The Board of Trustees shall administer the real property of the organization, for the use and benefit
of the organization, but shall not sell, lease, or otherwise dispose of such property except upon the
approval of the membership at a business meeting of the organization after notice of the proposed action.
The Board of Trustees shall approve all contracts with the employees of the organization, EXCEPT
THAT OF THE MINISTER, or with independent contractors serving the church. The President of the Board
shall sign all such documents.
The Board of Trustees shall meet at least ten (10) times a year at places to be determined by it.
Five (5) members shall be required to constitute a quorum. Four (4) affirmative votes shall be required
for any motion to pass.
The power to elect or dismiss a minister shall reside in the active members of the Edmonds
Unitarian Universalist Congregation. The call of the minister shall be for an
indefinite term. Election of the minister shall require a two-thirds (2/3) affirmative vote of
those members present and voting at a regularly-called congregational meeting, provided that 40% of
the active members are in attendance. The minister’s compensation shall be determined by a vote
of the congregation.
Eligibility for the ministry of the church shall not be restricted on the basis of age, national
origin, race or color, gender, sexual orientation or physical challenge.
The minister shall have a written letter of agreement with the church, signed by the President of
the Board of Trustees, and the Board of Trustees shall designate a committee to act as agent of the
congregation in its negotiation and implementation.
The minister shall share with the congregation through means and in ways agreed upon at the time
of the call and through periodic review, responsibility for the religious meetings of the church and
its spiritual interests and activities. Achievement of this collaboration shall be considered the
responsibility alike of minister and congregation.
The minister shall be a non-voting ex-officio member of all committees in the church as well as
such other bodies as the Board of Trustees shall designate with the exception of the Committee on
Ministry, the Nominating Committee and the Search Committee for his or her own replacement. The
minister shall be in consultation with the Committee on Ministry and the Nominating Committee.

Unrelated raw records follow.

PR #2682, opened 2017-02-07
Reduce allocations in usages of ClosureWorkItem

ReubenBond:
By creating a couple of specialised versions of `ClosureWorkItem` to handle specific usages, we can reduce allocations by around 1 or 2 per invocation.

* Change the name property from a `Func<string>` to a `string` to avoid allocating a closure.
* Introduce `AsyncClosureWorkItem` for simple `Func<Task>` cases.
* Introduce `AsyncClosureWorkItem<T>` for `Func<Task<T>>` cases.

### DIFF
--- a/src/Orleans.Runtime/Core/Dispatcher.cs
+++ b/src/Orleans.Runtime/Core/Dispatcher.cs
@@ -173,7 +173,7 @@ namespace Orleans.Runtime
                                             nonExistentActivation), exc);
                                 }
                             },
-                            () => "LocalGrainDirectory.UnregisterAfterNonexistingActivation"),
+                            "LocalGrainDirectory.UnregisterAfterNonexistingActivation"),
                             catalog.SchedulingContext);
 
                         ProcessRequestToInvalidActivation(message, nonExistentActivation, null, "Non-existent activation");
--- a/src/Orleans.Runtime/Messaging/IncomingMessageAgent.cs
+++ b/src/Orleans.Runtime/Messaging/IncomingMessageAgent.cs
@@ -164,7 +164,7 @@ namespace Orleans.Runtime.Messaging
                     if (targetActivation != null) targetActivation.DecrementEnqueuedOnDispatcherCount();
                 }
             },
-            () => "Dispatcher.ReceiveMessage"), context);
+            "Dispatcher.ReceiveMessage"), context);
         }
     }
 }
--- a/src/Orleans.Runtime/Scheduler/ClosureWorkItem.cs
+++ b/src/Orleans.Runtime/Scheduler/ClosureWorkItem.cs
@@ -1,14 +1,15 @@
 using System;
 using System.Reflection;
+using System.Threading.Tasks;
 
 namespace Orleans.Runtime.Scheduler
 {
     internal class ClosureWorkItem : WorkItemBase
     {
         private readonly Action continuation;
-        private readonly Func<string> nameGetter;
+        private readonly string name;
 
-        public override string Name { get { return nameGetter==null ? "" : nameGetter(); } }
+        public override string Name => this.name ?? GetMethodName(this.continuation);
 
         public ClosureWorkItem(Action closure)
         {
@@ -21,10 +22,10 @@ namespace Orleans.Runtime.Scheduler
 #endif
         }
 
-        public ClosureWorkItem(Action closure, Func<string> getName)
+        public ClosureWorkItem(Action closure, string name)
         {
             continuation = closure;
-            nameGetter = getName;
+            this.name = name;
 #if TRACK_DETAILED_STATS
             if (StatisticsCollector.CollectGlobalShedulerStats)
             {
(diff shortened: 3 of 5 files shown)


gabikliot:
>Change the name property from a Func<string> to a string to avoid allocating a closure.

src/OrleansRuntime/Scheduler/ShedulerExtensions.cs
```diff
@@ -7,64 +7,23 @@ internal static class SchedulerExtensions
...
-                    {
-                        await taskFunc();
-                        resolver.TrySetResult(true);
-                    }
-                    catch (Exception exc)
-                    {
-                        resolver.TrySetException(exc);
-                    }
-                };
-            scheduler.QueueWorkItem(new ClosureWorkItem(() => asyncFunc().Ignore(), () => activityName), targetContext);
```
ReubenBond: This is where the closure was being allocated for the `Func<string>`. The others should have been optimized away.

src/OrleansRuntime/Scheduler/ShedulerExtensions.cs
```diff
@@ -7,64 +7,23 @@ internal static class SchedulerExtensions
...
-            return resolver.Task;
+            var workItem = new AsyncClosureWorkItem(taskFunc);
+            scheduler.QueueWorkItem(workItem, targetContext);
+            return workItem.Task;
         }
 
         internal static Task QueueNamedTask(this OrleansTaskScheduler scheduler, Func<Task> taskFunc, ISchedulingContext targetContext, string activityName = null)
         {
-            var resolver = new TaskCompletionSource<bool>();
-            Func<Task> asyncFunc =
```
ReubenBond: By including the body of this closure in `AsyncClosureWorkItem`, we can avoid an additional allocation here.

src/OrleansRuntime/Scheduler/ShedulerExtensions.cs
ReubenBond: We also allocate a closure here where we capture `asyncFunc`

src/OrleansRuntime/Scheduler/ClosureWorkItem.cs
```diff
@@ -46,23 +47,113 @@ public override void Execute()
...
+                await this.continuation();
+                this.completion.TrySetResult(true);
+            }
+            catch (Exception exception)
+            {
+                this.completion.TrySetException(exception);
+            }
+        }
+
+        public override WorkItemType ItemType => WorkItemType.Closure;
```
ReubenBond: I didn't feel we needed to introduce a new enum value here.

src/OrleansRuntime/Scheduler/ShedulerExtensions.cs
gabikliot: There was a very good reason it was done this way (with Func<string>)
The string was different per activation, and we ended up with a huge number of allocated big strings, and it stressed GC. I even remember @rrector  reporting this. He spend a lot of time chasing the GC thrashing problem, some 4 years ago, maybe.
The code has changed since then obviously, so it is possible that the passed string is not activation dependent any more. But I would be much more careful just removing this.

At least, at least I suggest breaking this PR into multiple smaller ones.

ReubenBond: @gabikliot thanks for pointing that out. If you trace the execution, you can that there's one use of this method, and (eventually) it's from `GrainTimer` where it's always set to `Name` (a property on that class).

Digging further backwards, `GrainTimer.Name` is set to a non-constant value in a couple of cases:
* Reminders, where it's set to the reminder name.
* Streams (`PersistentStreamPullingAgent` and `PersistentStreamPullingManager`), where it's set to the value of `CurrentActivationContext.Name` + "Timer" << so this one allocates.

In this case, we're already allocating the string and holding onto it for a longer duration than the scheduled task.

It's possible I missed something, though.

gabikliot: Reuben, I was talking about all the usages of func string in work items, not just that one.

ReubenBond: Sorry, Gabi, I misunderstood. I'm only changing `ClosureWorkItem` and the other ctor calls all pass a const string. `InvokeWorkItem`, etc, can keep doing what they're doing. I didn't see a good reason to change those (although I see a curiosity in the way `OnActivationCompletedRequest` is called in the catch block: it seems it should be scheduled rather than run inline.)

gabikliot: I was talking both about ALL usages if closure work item, and also other work items. But here we discusdjng closure. There are multiple calls to it. As I said, the code evolved, so there might not be a problem with what u changed, but I would recommend separating this change only and making sure it's not holding for strings in gen 2.

Why do u think on completed request should be scheduled?

ReubenBond: > I was talking both about ALL usages if closure work item

So am I - there are 3 execution paths which pass *any* value for the name, two are constants and one is not. For the one which is not constant, the only usage of *that* code path sets it to a field value - `GrainTimer.Name` and the `GrainTimer` must outlive the work item since the work item holds a reference to it.

> Why do u think on completed request should be scheduled?

I just expected both paths (success or failure) to proceed in the same way. Instead, one is executed inline and the other is executed via the task scheduler. Looking closer I can see that it's correct & required to keep the activation's message pump running.

ReubenBond:
Functionals look good.

ReubenBond:
@dotnet-bot test this please

src/OrleansRuntime/Scheduler/ClosureWorkItem.cs
```diff
@@ -46,23 +47,113 @@ public override void Execute()
...
 
         #endregion
 
-        public override string ToString()
+        internal static string GetMethodName(Delegate action)
         {
-            var detailedName = string.Empty; 
-            if (nameGetter == null) // if NameGetter != null, base.ToString() will print its name.
+            var continuationMethodInfo = action.GetMethodInfo();
+            return string.Format(
```
attilah: Why don't we set the formatted value in ctor and use a private getter to return the name? all the props are readonly and set during ctor, am I missing something?

ReubenBond: because hopefully we never use it and can save the cost

ReubenBond:
Is anyone able to review this? Alternatively we can close it.

ReubenBond:
rebased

The minister shall have freedom of the pulpit as well as freedom to express his or her personal
opinion outside of the pulpit.
Dismissal or resignation of the minister shall require not less than ninety (90) days notice,
except as may be otherwise provided by mutual consent of the minister and the Board of Trustees.
The minister may not be dismissed except by a majority vote at a congregational meeting called for
that purpose, and provided that 40% of the active members are in attendance.
The fiscal year of the organization shall begin July 1.
All committees and auxiliary groups shall work with, and subject to the approval and control of the Board of Trustees.
Any committee or auxiliary group of the organization wishing to take a public stand on a social
justice issue that is to be announced publicly or acted upon publicly shall identify said statement
or action as coming from said committee or group and not from the Congregation, unless covered by a
congregational stand adopted under Article VI: Congregational Stands on Social Justice Issues.
These bylaws may be amended at any regular or special congregational business meeting, provided
that notices of such proposed amendment have been included in the notice of such meeting.
Adoption of an amendment to these bylaws shall be governed by provisions of
Article V, Section 5.
The rules contained in Robert’s Rules of Order shall govern the organization in all cases where they
are applicable, and where they are not inconsistent with the bylaws or special rules of order of this organization.
Should Edmonds Unitarian Universalist Congregation cease to function and the membership vote to disband, any assets of the church shall be transferred to the Unitarian Universalist Association for its general purposes. Such transfer will be made in full compliance with whatever laws are applicable.